_Information provided_
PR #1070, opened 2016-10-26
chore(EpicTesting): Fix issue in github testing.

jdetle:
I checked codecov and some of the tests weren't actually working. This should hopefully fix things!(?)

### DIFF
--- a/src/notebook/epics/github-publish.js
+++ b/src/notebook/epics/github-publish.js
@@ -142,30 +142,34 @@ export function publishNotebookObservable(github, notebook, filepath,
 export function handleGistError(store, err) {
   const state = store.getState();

--

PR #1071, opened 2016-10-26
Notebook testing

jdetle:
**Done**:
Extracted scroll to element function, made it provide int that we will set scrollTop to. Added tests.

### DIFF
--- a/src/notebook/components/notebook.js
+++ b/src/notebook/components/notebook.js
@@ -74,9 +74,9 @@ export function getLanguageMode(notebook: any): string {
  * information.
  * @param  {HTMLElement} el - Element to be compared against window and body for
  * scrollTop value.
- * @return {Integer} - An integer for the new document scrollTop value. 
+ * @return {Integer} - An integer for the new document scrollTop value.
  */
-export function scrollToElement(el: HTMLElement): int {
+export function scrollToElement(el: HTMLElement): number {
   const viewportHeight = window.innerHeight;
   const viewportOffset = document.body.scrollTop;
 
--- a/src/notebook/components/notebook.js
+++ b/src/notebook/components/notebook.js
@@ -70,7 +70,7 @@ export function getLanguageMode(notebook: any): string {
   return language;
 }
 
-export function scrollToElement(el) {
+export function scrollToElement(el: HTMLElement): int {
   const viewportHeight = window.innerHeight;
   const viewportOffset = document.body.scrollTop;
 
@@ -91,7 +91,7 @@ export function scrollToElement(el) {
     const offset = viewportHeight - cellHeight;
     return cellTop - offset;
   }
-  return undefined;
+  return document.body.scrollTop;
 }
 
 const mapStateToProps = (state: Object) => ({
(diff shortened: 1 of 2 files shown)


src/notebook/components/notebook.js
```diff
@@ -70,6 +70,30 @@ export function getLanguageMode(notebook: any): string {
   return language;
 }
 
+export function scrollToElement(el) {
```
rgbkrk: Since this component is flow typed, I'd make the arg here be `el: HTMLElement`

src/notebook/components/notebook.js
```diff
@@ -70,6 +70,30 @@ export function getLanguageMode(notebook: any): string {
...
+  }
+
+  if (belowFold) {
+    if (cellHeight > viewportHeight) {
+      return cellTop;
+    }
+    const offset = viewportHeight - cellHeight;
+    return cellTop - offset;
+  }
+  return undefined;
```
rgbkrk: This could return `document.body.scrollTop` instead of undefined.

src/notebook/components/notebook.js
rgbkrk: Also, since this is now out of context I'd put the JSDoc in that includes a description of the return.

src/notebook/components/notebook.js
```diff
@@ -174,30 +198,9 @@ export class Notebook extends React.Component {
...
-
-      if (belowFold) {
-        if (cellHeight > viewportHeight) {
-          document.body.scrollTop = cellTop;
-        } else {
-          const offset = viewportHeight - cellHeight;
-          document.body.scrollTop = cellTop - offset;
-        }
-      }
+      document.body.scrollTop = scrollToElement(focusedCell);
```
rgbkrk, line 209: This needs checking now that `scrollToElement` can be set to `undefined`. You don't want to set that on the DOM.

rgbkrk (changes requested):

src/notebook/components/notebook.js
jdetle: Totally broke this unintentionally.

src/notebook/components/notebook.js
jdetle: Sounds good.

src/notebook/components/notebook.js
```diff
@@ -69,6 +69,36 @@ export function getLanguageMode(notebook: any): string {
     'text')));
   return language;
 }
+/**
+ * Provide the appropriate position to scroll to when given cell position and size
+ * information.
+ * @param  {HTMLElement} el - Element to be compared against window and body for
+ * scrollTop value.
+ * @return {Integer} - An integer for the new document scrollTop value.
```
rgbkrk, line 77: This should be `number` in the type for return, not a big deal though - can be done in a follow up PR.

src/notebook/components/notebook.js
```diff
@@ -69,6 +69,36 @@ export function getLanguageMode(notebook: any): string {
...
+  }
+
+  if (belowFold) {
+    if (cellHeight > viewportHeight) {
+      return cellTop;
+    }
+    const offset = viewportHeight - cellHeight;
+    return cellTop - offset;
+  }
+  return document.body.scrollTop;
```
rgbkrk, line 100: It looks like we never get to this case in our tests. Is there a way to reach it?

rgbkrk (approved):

_What is expected_
For this exercise, please output exactly the lines above starting at the line with "PR #1070, opened 2016-10-26" and ending at the line with "const state = store.getState();", ends included.

_Reply_
PR #1070, opened 2016-10-26
chore(EpicTesting): Fix issue in github testing.

jdetle:
I checked codecov and some of the tests weren't actually working. This should hopefully fix things!(?)

### DIFF
--- a/src/notebook/epics/github-publish.js
+++ b/src/notebook/epics/github-publish.js
@@ -142,30 +142,34 @@ export function publishNotebookObservable(github, notebook, filepath,
 export function handleGistError(store, err) {
   const state = store.getState();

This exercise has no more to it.